▽

PR #1051, opened 2022-05-18
feat: events adjust to local times and time updates are saved correctly

### LINKED ISSUE #959: Use user's timezone when displaying/sending dates
Currently event times are handled a little inconsistently.  

- When you enter a time for an event via the ui (on http://localhost:3000/dashboard/events/[id]/edit) that time is implicitly local time.  
- This time is stored without a timezone (i.e. in UTC)
- The time is formatted in the user's local time on http://localhost:3000/dashboard/events
- The time is formatted *incorrectly* if you subsequently visit http://localhost:3000/dashboard/events/[id]/edit (because it's set to UTC first)
- Notification emails are sent formatted in the server's local time
- Reminder emails are (well, will be https://github.com/freeCodeCamp/chapter/pull/898) explicitly set to GMT

## What to do?

Let users specify a timezone and use that.  Since browsers can detect timezones, we can default to that when creating the user account.

Nice to have: warn users if their browser detected timezone doesn't match their account timezone

pdotsani:

Closes #959 

Times were displaying inconsistently throughout the app due to a bug in how the datepicker was saving dates to the database. While we thought we saved times locally via the UI, it was actually sending the time back to the server in another format, messing up the offset and throwing all our times off. This pr uses react-datepicker, which handles the time object in the datepicker instead of a selected parsed string. This ensures we get the correct UTC time and offset, which when tested, should reflect accurate to other local times.

To test, run the app and try updating / creating events and check to see if the dates and times match up. Additionally, switch timezones by going to the developers console > More Tools > sensors. Test to see if the offsets work.

todo:
- [x] Times adjust to local time depending on timezone


Sboonny:
Hey, if this sounds offensive, you can ignore it, I am tired.

I am wondering, 

why do we need to use `"timezones-list"` library? I thought the plan was to use something like [Intl.DateTimeFormat.prototype.resolvedOptions()](https://developer.mozilla.org/en-US/docs/Web/JavaScript/Reference/Global_Objects/Intl/DateTimeFormat/resolvedOptions). I am asking this because reading [its github](https://github.com/omsrivastava/timezones-list) wasn't helpful, and helpfully you can make it clear for me.

I wonder how [daylight saving time permanent](https://www.reuters.com/world/us/us-senate-approves-bill-that-would-make-daylight-savings-time-permanent-2023-2022-03-15/0) will effect this in general? should it kept in mind going forward with this issue or am I overthinking it?

pdotsani:
> Hey, if this sounds offensive, you can ignore it, I am tired.
> 
> I am wondering,
> 
> why do we need to use `"timezones-list"` library? I thought the plan was to use something like [Intl.DateTimeFormat.prototype.resolvedOptions()](https://developer.mozilla.org/en-US/docs/Web/JavaScript/Reference/Global_Objects/Intl/DateTimeFormat/resolvedOptions). I am asking this because reading [its github](https://github.com/omsrivastava/timezones-list) wasn't helpful, and helpfully you can make it clear for me.
> 
> I wonder how [daylight saving time permanent](https://www.reuters.com/world/us/us-senate-approves-bill-that-would-make-daylight-savings-time-permanent-2023-2022-03-15/0) will effect this in general? should it kept in mind going forward with this issue or am I overthinking it?

@Sboonny this is not offensive at all! Thanks for the question.

We technically don't need to use the timezones library if we want to only compare the current timezone with the assigned timezone for the event. I was just experimenting with allowing the user to select from a dropdown of timezones as part of the feature. We would need to add a library like `dates-fn-tz` to handle timezone conversion as `dates-fn` doesn't seem to have that functionality.

cypress/integration/dashboard/events.js
```diff
@@ -5,8 +5,6 @@ const testEvent = {
   streamingUrl: 'https://test.event.org/video',
   capacity: '10',
   tags: 'Test, Event, Tag',
-  startAt: '2022-01-01T00:01',
-  endAt: '2022-01-02T00:02',
```
ojeytonwilliams, line 9: Github won't let me suggest, here, but I'd like to keep these so that we confirm that it's possible to enter in a date just by typing.

I tested locally and 
```
  startAt: 'January 1, 2022 12:01 AM',
  endAt: 'January 2, 2022 12:02 AM',
  ```
  worked nicely.  I'll add a comment below about how the tests would need to change.

File: cypress/integration/dashboard/events.js [hunk 2]
```diff
@@ -83,10 +81,6 @@ describe('events dashboard', () => {
     cy.findByRole('textbox', { name: 'Tags (separated by a comma)' }).type(
       'Test, Event, Tag',
     );
-
-    cy.findByLabelText(/^Start at/).type(testEvent.startAt);
-
-    cy.findByLabelText(/^End at/).type(testEvent.endAt);
```
ojeytonwilliams, line 89:
```
    cy.findByLabelText(/^Start at/)
      .clear()
      .type(testEvent.startAt)
      .type('{esc}');
    cy.findByLabelText(/^End at/)
      .clear()
      .type(testEvent.endAt)
      .type('{esc}');
```

This should work.  The escaping being necessary to hide the picker and let Cypress get to the next field.

pdotsani:
> This is looking way more robust now. Nice one!
> 
> I noticed a few things (nothing major) so I left some comments below.
> 
> One other thing I was wondering: can we just get rid of
> 
> ```js
>   if (key.endsWith('_at')) {
>     return new Date(store[field.key]).toISOString().slice(0, 16);
>   }
> ```
> 
> in EventFormUtils? I couldn't see any obvious downside to removing it, but I figured I'd check with you.

@ojeytonwilliams I think we can remove this. I also think we can remove the default values from this file as well since we declare the default date objects in the form.

ojeytonwilliams:
@pdotsani yeah, good point, that's no longer necessary.  Since this PR is ready, I'll merge it and create a quick PR to clean up the formatValue stuff.

ojeytonwilliams (approved):

ojeytonwilliams:
Thanks again, @pdotsani, it's great to be able to get this in.

PR #1052, opened 2022-05-18
feat: default user event subscription with chapter subscription

gikf:

---

- Uses subscription from _chapter user_ (if exists) for a default subscription of events.
- This means, when user unsubscribes from chapter (not yet implemented), user will be by default painlessly not subscribed for new events.
- I'm leaving TODOs, as I'm assuming some user setting to override if user is subscribed by default still might be useful.


ojeytonwilliams (approved):
LGTM :+1:

PR #1714, opened 2022-10-14
refactor: always define before use

ojeytonwilliams:
This avoids an annoying class of bugs:

f()
var a = 'defined'
function f() { // does something with a }

f looks as if it should be able to use a, but hoisting means that's not always the case.

This is quite relevant for our code, since we often need to useEffect before a conditional return, but rely on variables that are only guaranteed to be defined after it.


gikf (approved):
Great :+1:

Issue #1707, opened 2022-10-13
Logo for the chapter page and refactor the image_url field


Sboonny:
Currently, the image_url act as banner, knowing that chapter are non-profit organizations, they may need logo as well.

This will make us change three things 

- [x] refactor image_url field in chapter to banner_url
- [x] create logo_url field 
- [ ] use logo_url to display chapter logo

----

(Optional) 

Images can be any height and any width, should we optimize them using services like Amazon s3 https://aws.amazon.com/blogs/compute/resize-images-on-the-fly-with-amazon-s3-aws-lambda-and-amazon-api-gateway/

Or limit the size the user can submit?

ojeytonwilliams:
There's no need to host images for the MVP. It's fine to use links for now.

Sboonny:
should the logo field be added for mvp?

ojeytonwilliams:
Absolutely.  As long as not too much work is involved, small tweaks like this seem fine to me.

PR #1717, opened 2022-10-14
feat: add chapter logo image

Sboonny:

ref #1707


server/prisma/schema.prisma
```diff
@@ -21,6 +21,7 @@ model chapters {
   city          String
   region        String
   country       String
+  logo_url      String
   banner_url    String
```
ojeytonwilliams, line 25: Thinking about it, shouldn't these be optional?  Also I'm wondering if we should be providing default images at all.  It's probably better to fallback to displaying nothing rather than showing an image that the user wasn't expecting to be there.

ojeytonwilliams (commented):
This looks good.  It did get me thinking about the default images though:

server/prisma/schema.prisma
Sboonny: GitHub provides a default image creating the organization, here is my new organization, so the main stream is to provide default image. 
https://github.com/Messy-land

but we don't have library, that provided generic images. So I am leaning toward it being optional. Post MVP we can discuss this in a meeting to see how the others feel

ojeytonwilliams: That makes sense.  A random abstract image should work well, but, yeah, let's discuss that later.

I think, for now, it would be good if we made the various images optional.  Not showing the image should be an okay fallback for the banners and maybe the Chakra Avatar as a logo fallback?

Sboonny: I have added the optional schema. I am planning to add the logo after this is merged, because locally it's started to act weird.

I am getting error in `\server\src\controllers\Events\resolver.ts` and `server\src\controllers\Chapters\resolver.ts` in fields related to UserBan. 

Reseting the db doesn't fix it, so I am wondering if you can check these files and see if they are getting errors while reviewing it again.

Sboonny: Random thoughts 💭🤔, maybe a merged pr is changing the required dB. But that doesn't explain why it fails locally

ojeytonwilliams: Making the field optional changes what comes back from the database. That field can then be null. The return types of the prisma queries change to reflect this.

This causes a problem because that returned data is then supposed to be sent back to the client in response to a graphql query. However there's a mismatch between what we're claiming to send (Chapter, ChapterWithRelations and so on) and what we're actually sending (the result of the prisma query).

TL;DR: the return types of the resolvers need changing. If you run `npx tsc` inside `server` it should tell you which ones and why.

It might be necessary to run `npm run clean` from root first, though, so you might as well do that anyway.

Sboonny: > TL;DR: the return types of the resolvers need changing. If you run npx tsc inside server it should tell you which ones and why.

You have told me before, I think. 🤔 

Anyway the issue was there before I had changed the prisma schema, I have a guess of what happened. 


---

After refactoring the `image_url` to `banner_url`, I foolishly didn't update my main. So whenever I try to create new PR, update old one, I would need to reset my db.

I think while resetting my db multiple times, I got in a situation in which I had the old `image_url` and the new `banner_url` at the same time.

I think `npm run clean` cleared my schema, at least that what the terminal say, which deleted the corrupted database.


But this is 5 days ago, I may be misremembering, and it was human error all along 👍

ojeytonwilliams: Yeah, it's a pain. The db:reset isn't *too* slow, but it's a nuisance to have to remember it each time.

ojeytonwilliams (approved):
LGTM :+1:

Issue #1639, opened 2022-09-30
How chapter subscription affects event subscription


gikf:
Issue to discuss and iron out the if/how changing subscription to chapter should affect subscription to events from chapter.

#### Chapter subscription
- Subscribing to chapter doesn't change event subscriptions.
- Unsubscribing from chapter unsubscribes from all events in that chapter as well.
  - > Unsubscribing from this chapter will affect subscriptions of all existing events, and new events in the chapter.
  - > Unsubscribe Options
[Attend this event, but only turn off future notifications for this event]
Or, [stop receiving all notifications by unfollowing ${event.chapter.name}]
  - User can still subscribe (again, or first time) to individual events.

- Determines if user gets emails:
  - About new events.

#### Event subscription
- When RSVPing to an event, chapter subscription is used as initial event subscription. 
- Determines if user gets emails:
  - Event reminder.
  - When event is cancelled.
  - When event changes venue.
  - (administrators) When there's new RSVP.

If I missed something, feel free to edit it.

allella:
Post MVP, I could see unsubscribing from a _chapter_ impacting if an _organizer_ can send a general announcement to the _members_.

I'm not sure unsubscribing from a _chapter_ should impact any existing reservations / RSVP.  The _member_ should be able to easily disable those messages from their email's footer.

Just as an example, some chapters may have a larger annual event that someone wants to attend, but they may not want to get all the other event notifications.  If they RSVP to an event and then unsubscribe to stop getting new event notes, or general announcements, then they may miss important RSVP notes.

If we're going to disable event notifications for RSVP'ed members, then we'd want to remind them and perhaps even do a query and list the future RSVPs so they can see what events they are being removed from.

gikf:
I've added part that after unsubscribing from chapter, user still is able to subscribe to individual events, again or first time.

ojeytonwilliams:
While I think it's probably fine for the MVP, we will be sending quite a lot of notifications. Reason being, Google Calendar sends notifications independently.  These will be sent for the initial invitation as well as any updates to the event, including cancellations.

I imagine users will either want one or the other. We can experiment with their API, but I haven't had chance to see if we can control notifications at the user level or if it's set for the entire event. I don't think this has to be addressed immediately, but it's something to consider.

Anyway, back to Chapter notifications.

> I'm not sure unsubscribing from a chapter should impact any existing reservations / RSVP. The member will be able to easily disable those event / RSVP-related messages from their email's footer.

[...]

PR #1727, opened 2022-10-16
feat: add share button for events

### LINKED ISSUE #1721: Add links that let users join chapters and attend events
Currently, if I follow a link like http://localhost:3000/events/22?emaillink=true I will see a modal asking me to confirm that would like to join the event.

If would be helpful for administrators to be able to easily share this after creating a new event.  For example, the dashboard for that event could have a share button that shows the link and gives the user an option to copy it to their clipboard.

Similarly, if they want to invite people to join their Chapter it would be helpful to be able to do the same sort of thing from the Chapter's dashboard.

Nice to have:

Logged out users should be sent away to log in and then brought back to the shared link if they consent.

Sboonny:

Ref #1721


client/src/modules/dashboard/Events/components/Actions.tsx
```diff
@@ -72,6 +73,9 @@ const Actions: React.FC<ActionsProps> = ({
       <Button size="sm" colorScheme="blue" onClick={clickEmailAttendees}>
         Email Attendees
       </Button>
+      <ShareEventPop
+        link={`${process.env.CLIENT_LOCATION}/events/${event.id}?emaillink=true`}
```
ojeytonwilliams, line 77:
```suggestion
        link={`${process.env.NEXT_PUBLIC_CLIENT_URL}/events/${event.id}?emaillink=true`}
```
Sorry, the env vars are needlessly complicated. I shouldn't have stored `CLIENT_LOCATION` in two variables.

Anyway, this is the one you need.

client/src/modules/dashboard/Events/components/ShareEventPopOver.tsx
```diff
@@ -0,0 +1,35 @@
...
+          Share
+        </Button>
+      </PopoverTrigger>
+      <PopoverContent>
+        <PopoverArrow />
+        <PopoverCloseButton />
+        <PopoverHeader>
+          You have copied the link below into your clipboard!
+        </PopoverHeader>
+        <PopoverBody>{link}</PopoverBody>
```
ojeytonwilliams, line 31: How about not showing the link?  It's a little prettier without it!

ojeytonwilliams (changes requested):

ojeytonwilliams:
@Sboonny were you planning to handle the 'share chapter' link in this PR?

Sboonny:
I want the discussion about the join and subscribing to chapter to end first, because I don't know what people want to share. 

Are they going to ask people to follow (subscirbe) to their chapter, or to join it?

But I may be lazy and add both of them, but if users grow attach to a feature removing it would be annoying :think:

To be fair, I may be overthinking this, this feels like I am overthinking it.

ojeytonwilliams:
> Are they going to ask people to follow (subscirbe) to their chapter, or to join it?

I'd just mirror what we do for events.  So, a link that triggers the "are you sure" modal for joining a chapter (though we should update the text, since we're triggering it automatically).

As for subscriptions, that's still being discussed https://github.com/freeCodeCamp/chapter/issues/1639 but this PR doesn't have to worry since it's just triggering the current behaviour.  i.e. making a request to the `joinChapter` resolver and it handles subscriptions.

ojeytonwilliams:
> I am not sure if the link works.

It won't, yet, but we can handle that in another PR.

ojeytonwilliams (approved):
LGTM :+1: Thanks, @Sboonny!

△

* [WHAT YOU ARE ASKED TO DO]:
Give the lines again, exactly as they stand, from the beginning of the data through the line with "Closes #959".

* [TASK SOLUTION]:
PR #1051, opened 2022-05-18
feat: events adjust to local times and time updates are saved correctly

### LINKED ISSUE #959: Use user's timezone when displaying/sending dates
Currently event times are handled a little inconsistently.  

- When you enter a time for an event via the ui (on http://localhost:3000/dashboard/events/[id]/edit) that time is implicitly local time.  
- This time is stored without a timezone (i.e. in UTC)
- The time is formatted in the user's local time on http://localhost:3000/dashboard/events
- The time is formatted *incorrectly* if you subsequently visit http://localhost:3000/dashboard/events/[id]/edit (because it's set to UTC first)
- Notification emails are sent formatted in the server's local time
- Reminder emails are (well, will be https://github.com/freeCodeCamp/chapter/pull/898) explicitly set to GMT

## What to do?

Let users specify a timezone and use that.  Since browsers can detect timezones, we can default to that when creating the user account.

Nice to have: warn users if their browser detected timezone doesn't match their account timezone

pdotsani:

Closes #959 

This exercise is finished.